#### What the task asks:
Below is a block of entries; repeat exactly the lines starting at the line that contains "From studying the" and ending at the line that contains "- When the event", both included.
____________
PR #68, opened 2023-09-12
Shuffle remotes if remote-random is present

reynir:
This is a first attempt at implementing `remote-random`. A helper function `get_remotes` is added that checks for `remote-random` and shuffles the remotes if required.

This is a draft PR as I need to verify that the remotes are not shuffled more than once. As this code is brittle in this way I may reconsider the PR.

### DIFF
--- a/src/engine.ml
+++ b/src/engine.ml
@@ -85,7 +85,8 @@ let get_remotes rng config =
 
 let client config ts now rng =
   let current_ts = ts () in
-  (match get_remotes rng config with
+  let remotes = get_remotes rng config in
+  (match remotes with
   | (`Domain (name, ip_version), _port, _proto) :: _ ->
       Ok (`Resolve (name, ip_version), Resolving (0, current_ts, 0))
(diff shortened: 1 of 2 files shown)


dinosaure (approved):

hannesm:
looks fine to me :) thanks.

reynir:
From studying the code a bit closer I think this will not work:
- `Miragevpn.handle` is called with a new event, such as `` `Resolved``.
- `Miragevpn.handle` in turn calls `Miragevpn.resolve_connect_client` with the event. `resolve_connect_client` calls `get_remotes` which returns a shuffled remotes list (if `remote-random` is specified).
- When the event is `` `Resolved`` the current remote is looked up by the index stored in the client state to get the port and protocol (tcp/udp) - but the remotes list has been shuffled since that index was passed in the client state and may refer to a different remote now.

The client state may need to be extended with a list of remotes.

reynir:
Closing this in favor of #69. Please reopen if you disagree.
____________
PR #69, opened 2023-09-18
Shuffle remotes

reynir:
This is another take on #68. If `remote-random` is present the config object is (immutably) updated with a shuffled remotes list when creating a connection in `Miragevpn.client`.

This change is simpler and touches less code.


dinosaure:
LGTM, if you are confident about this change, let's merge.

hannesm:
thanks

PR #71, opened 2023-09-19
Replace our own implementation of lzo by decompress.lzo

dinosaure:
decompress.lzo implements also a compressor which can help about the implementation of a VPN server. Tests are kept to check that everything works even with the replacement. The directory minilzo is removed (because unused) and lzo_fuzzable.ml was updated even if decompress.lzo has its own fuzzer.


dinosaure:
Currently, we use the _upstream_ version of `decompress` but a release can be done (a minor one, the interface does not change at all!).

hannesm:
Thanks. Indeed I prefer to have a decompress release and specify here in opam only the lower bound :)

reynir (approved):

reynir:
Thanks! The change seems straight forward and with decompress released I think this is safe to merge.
____________
#### Result for this exercise:
From studying the code a bit closer I think this will not work:
- `Miragevpn.handle` is called with a new event, such as `` `Resolved``.
- `Miragevpn.handle` in turn calls `Miragevpn.resolve_connect_client` with the event. `resolve_connect_client` calls `get_remotes` which returns a shuffled remotes list (if `remote-random` is specified).
- When the event is `` `Resolved`` the current remote is looked up by the index stored in the client state to get the port and protocol (tcp/udp) - but the remotes list has been shuffled since that index was passed in the client state and may refer to a different remote now.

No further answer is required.